Oui, un couteau et une bonne main ! Mais on apprend ce métier pour le faire correctement, pour avoir un certain rendement, en moyenne quatre cents huîtres par heure, en sachant déceler quand une huître est bonne ou mauvaise, parce qu’il peut y avoir une huître qui a une sale tête et qui va être bonne et une huître qui a une jolie tête et qui va être mauvaise. Ça, ça s’apprend pas dans les livres, c’est l’expérience qui fait la différence.
K : Ça peut être dangereux ?
Bè, un écailler qui ne se coupe pas, ça n’existe pas. On peut se couper avec le couteau ou avec l’huître parce que les huîtres sont coupantes, donc un écailler se blesse régulièrement. Y’en a qui se blessent plus souvent que d’autres !
K : Vous-même mangez des coquillages ?
Oui, de temps en temps y’a une huître qui me plaît au moment où je l’ouvre et j’en ai envie, mais c’est souvent le corps qui appelle l’iode : j’en mange pas tout le temps, je peux passer trois mois sans manger une ou alors une semaine, en manger beaucoup.

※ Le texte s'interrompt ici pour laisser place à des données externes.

PR #10898, opened 2026-06-05
Make phase label buttons more button-y

MostCromulent:
Many users don't realise phase labels are buttons rather than baked-in UI elements, hence constant bug reports about phases not being activated.

This PR makes a few subtle changes to make the design less flat and try and better signal their button-y nature. 

- The default cursor changes to a hand pointer when hovered over a phase label
- Adds a light bevel fill, gradient, and highlight edge to signal enabled/disabled button state
- Hovering over a button previews the changed state

Skin safe and makes no changes to color scheme.

This isn't the whole solution but hopefully it helps a bit. 

 | Before | After | 
  |:------:|:-----:|
  | Before | After |

---


tool4ever (approved):
LGTM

J’aime bien les petites huîtres charnues, donc pas trop grosses mais dodues et fermes en bouche.
K : Vous avez une anecdote liée à votre activité ?

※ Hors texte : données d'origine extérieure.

PR #10900, opened 2026-06-06
Keep focus on prompt during opponent-hand reveal

MostCromulent:
Follow-up to #10763.

#10763 stopped the floating-zone search filter from stealing focus by gating its focus grab on the prompt's OK/Cancel buttons being enabled. 

That covered normal play, but opponent-initiated hand reveal still grabbed focus: it shows the floating zone and the OK/EndTurn confirm as two separate EDT tasks, with the zone shown first — so when the zone checked whether a prompt button was actionable, the OK button hadn't been enabled yet, and focus went to the filter.

This establishes the confirm prompt before showing the zone, so the OK button is already enabled when the zone decides where focus goes. Focus stays on the prompt; the filter stays clickable.

### EDIT: Driveby - dim unrevealed cards

Tacked a small visual tweak onto this PR since it lives in the same reveal flow: when an opponent reveals a card, the floating zone shows their whole hand, rendering blank card backs for the cards that remain unrevealed. 

Those backs are now dimmed — reusing the same darkening already applied to unselectable cards during selection — so the revealed card(s) stand out instead of getting lost among identical backs. The dimming only kicks in when at least one card in the zone is viewable, so an all-hidden zone (e.g. peeking at an opponent's full hand) is left unchanged.

---


jamincollins:
## Findings

#### 1. InputConfirm set before zone show may deadlock if EDT posts input after show
Description: In PlayerControllerHuman.reveal() the InputConfirm is created, inputQueue.setInput(inp) is called, then FThreads.invokeInEdtNowOrLater shows the floating zone. The InputConfirm.showAndWait() was changed to inp.awaitLatchRelease() after setInput, so the latch is awaited on the calling thread while EDT may need that thread to process UI events that release the latch. If the InputConfirm's showMessage() triggers UI updates that require EDT, and EDT is blocked waiting for the caller to finish, a deadlock can arise.
Test case:
```java
// Simulate calling reveal from non-EDT thread
Thread t = new Thread(() -> controller.reveal(...));
t.start();
// If EDT posts runnable that requires input to be processed before latch release, both threads block
```
Impact: UI freeze on hand reveal.

#### 2. Dimmed flag set on CardPanel never cleared on refresh reuse
Description: FloatingZone.doRefresh() sets panel.setDimmed(anyViewable && !mayView). CardPanel instances are reused via getCardPanel(cardId). If a panel is reused for a different card in a later refresh, the dimmed flag from previous card persists until explicitly overwritten. The current code sets dimmed for each panel in the same loop, but if the panel list shrinks (filter reduces cards) and panels are not cleared, leftover dimmed state may remain on panels that are later removed.
Test case:
```java
// First refresh: card A not viewable -> dimmed=true
// Second refresh: same panel reused for card B viewable -> dimmed set to false correctly
// However if panel is removed from list but not disposed, dimmed stays true in memory
CardPanel p = zone.getCardPanel(id);
// reuse without explicit setDimmed
```
Impact: Visual inconsistency where cards appear dimmed incorrectly.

C’est surtout sur la bêtise humaine : je faisais une saison sur Argelès, près de la frontière espagnole, et j’avais un banc d’huîtres, beaucoup plus petit que ça parce que j’étais seul et j’avais un requin, un vrai requin exposé sur le banc et tous ceux qui le voyaient ne pouvaient pas s’empêcher de le toucher, donc j’avais demandé à un responsable qu’il écrive dans toutes les langues : "Ne pas toucher le requin". Un jour j’arrive, et je vois une petite fille de cinq ans à peu près qui touche le poisson, et là, son père, il voit que je vois la petite, il lui met une grande tape dans la figure et il lui dit : "Mais tu vois pas ce qu’il y a marqué sur le panneau ?" Et la petite lui dit : "Non, papa, ch’ais pas lire !"
Propos recueillis par Julie Cisarova le 19/12/07 ; rédaction : Odile Fourmillier.